── INPUT MATERIAL ──

PR #753, opened 2018-10-15
[mfx_trace] Refactored file parsing, removed dependency from SafeStrings lib

mgonchar:
Used c++11 approach to parse file, get rid of dependency from SafeStrings lib

### DIFF
--- a/_studio/shared/mfx_trace/src/mfx_trace_utils_linux.cpp
+++ b/_studio/shared/mfx_trace/src/mfx_trace_utils_linux.cpp
@@ -21,26 +21,58 @@
 
 #include "mfx_trace_utils.h"
 #include <sstream>
-#include <iomanip>
+#include <cstring>
 
 #ifdef MFX_TRACE_ENABLE
 #include "vm_sys_info.h"
 
-#if defined(ANDROID)
-#include "snprintf_s.h"
-#endif
+inline std::string& trim_string(std::string&& s)
+{
+    // Remove leading spaces, tabulation, = character
+    size_t pos = s.find_first_not_of(" =\t");
+    if (pos != std::string::npos)
+        s.erase(0, pos);
+
+    // Remove trailing spaces, tabulation, newline symbol, spaces
+    pos = s.find_last_not_of(" \t\n\r\f\v");
+    if (pos != std::string::npos)
+        s.erase(pos + 1);
+
+    return s;
+}
+
+std::string mfx_trace_get_value(FILE* file, const char* pName)
+{
+    if (!file || !pName)
+        return std::string("");
+
+    char line[MAX_PATH] = {0}, *s = nullptr;
+    std::string str, str_name(pName);
+
+    while ((s = fgets(line, MAX_PATH,  file)))
+    {
+        str = s;
+
+        size_t pos = str.find(str_name);
+        if (pos != std::string::npos)
+        {
+            pos += str_name.size();
+            return trim_string(str.substr(pos));
+        }
+    }
+
+    return std::string("");
+}
 
 extern "C"
 {
 
 #include <stdlib.h>
 
-/*------------------------------------------------------------------------------*/
-
 FILE* mfx_trace_open_conf_file(const char* name)
 {
-    FILE* file = NULL;
-    char file_name[MAX_PATH] = {0};
+    FILE* file = nullptr;
+    std::stringstream ss;
 
 #if defined(ANDROID)
     const char* home = "/data/data/com.intel.vtune/mediasdk";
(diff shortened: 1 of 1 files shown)


_studio/shared/mfx_trace/CMakeLists.txt
```diff
@@ -28,5 +28,5 @@ file( GLOB_RECURSE srcs "${MSDK_STUDIO_ROOT}/shared/mfx_trace/src/*.cpp" )
 list( APPEND sources ${srcs})
 
 set( defs "" )
-make_library( mfx_trace none static )
+make_library( mfx_trace none static "nosafestring")
```
dvrogozh: Don't do this, please. I guess this don't affect your change. And we in any case still have a dependency from this library for the rest of mediasdk library.

_studio/shared/mfx_trace/src/mfx_trace_utils_linux.cpp
```diff
@@ -50,46 +46,49 @@ FILE* mfx_trace_open_conf_file(const char* name)
...
-mfxTraceU32 mfx_trace_get_value_pos(FILE* file,
-                                    const char* pName,
-                                    char* line, mfxTraceU32 line_size,
-                                    char** value_pos)
+inline std::string& trim_string(std::string&& s)
+{
+    // Remove leading spaces, tabulation, = character
+    s.erase(0, s.find_first_not_of(" =\t"));
+    // Remove trailing spaces, tabulation, newline symbol, spaces
+    s.erase(s.find_last_not_of(" \t\n\r\f\v") + 1);
```
dvrogozh: What will happen if find will return npos?

_studio/shared/mfx_trace/src/mfx_trace_utils_linux.cpp
```diff
@@ -50,46 +46,49 @@ FILE* mfx_trace_open_conf_file(const char* name)
...
 /*------------------------------------------------------------------------------*/
 
-mfxTraceU32 mfx_trace_get_value_pos(FILE* file,
-                                    const char* pName,
-                                    char* line, mfxTraceU32 line_size,
-                                    char** value_pos)
+inline std::string& trim_string(std::string&& s)
+{
+    // Remove leading spaces, tabulation, = character
+    s.erase(0, s.find_first_not_of(" =\t"));
```
dvrogozh: what will happen if find will return npos?

dvrogozh:
@mgonchar : and eventually Android build went wrong...

_studio/shared/mfx_trace/CMakeLists.txt
mgonchar: I thought this will affect only mfx_trace target, which no longer needs SafeStrings library, isn't it?

_studio/shared/mfx_trace/src/mfx_trace_utils_linux.cpp
mgonchar: It will throw out_range exception. Will fix it

_studio/shared/mfx_trace/src/mfx_trace_utils_linux.cpp
mgonchar: it will erase entire string. definitely not what I wanted. will fix

_studio/shared/mfx_trace/CMakeLists.txt
dvrogozh: it will, still not needed.

mgonchar:
@dvrogozh yes, I see. Build failed because of C-linkage... do we really need it in this component?

_studio/shared/mfx_trace/src/mfx_trace_utils_linux.cpp
```diff
@@ -21,26 +21,58 @@
...
+{
+    // Remove leading spaces, tabulation, = character
+    size_t pos = s.find_first_not_of(" =\t");
+    if (pos != std::string::npos)
+        s.erase(0, pos);
+
+    // Remove trailing spaces, tabulation, newline symbol, spaces
+    pos = s.find_last_not_of(" \t\n\r\f\v");
+    if (pos != std::string::npos)
+        s.erase(pos + 1);
```
dvrogozh: should not that be `s.erase(pos+1, s.end())`? And what will happen if `pos+1=s.end()`.

mgonchar: no, I'm calling
```
erase(size_t index = 0, size_t count = npos)
```
so pos is not an iterator but index. In my case it will just remove all characters in string started from first of any of " \t\n\r\f\v" occurrence  (in our simple par-file format it is ok).

This function works fine if pos == str.size() it just do nothing. it throws out_of_range exception if pos > str.size() but it shouldn't happen in this code

dvrogozh: I am ok then.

───

◆ WHAT IS REQUIRED:
Lines that hold "mediasdk" are the ones to copy, so pick each out from the data.

◆ SOLUTION:
     const char* home = "/data/data/com.intel.vtune/mediasdk";
dvrogozh: Don't do this, please. I guess this don't affect your change. And we in any case still have a dependency from this library for the rest of mediasdk library.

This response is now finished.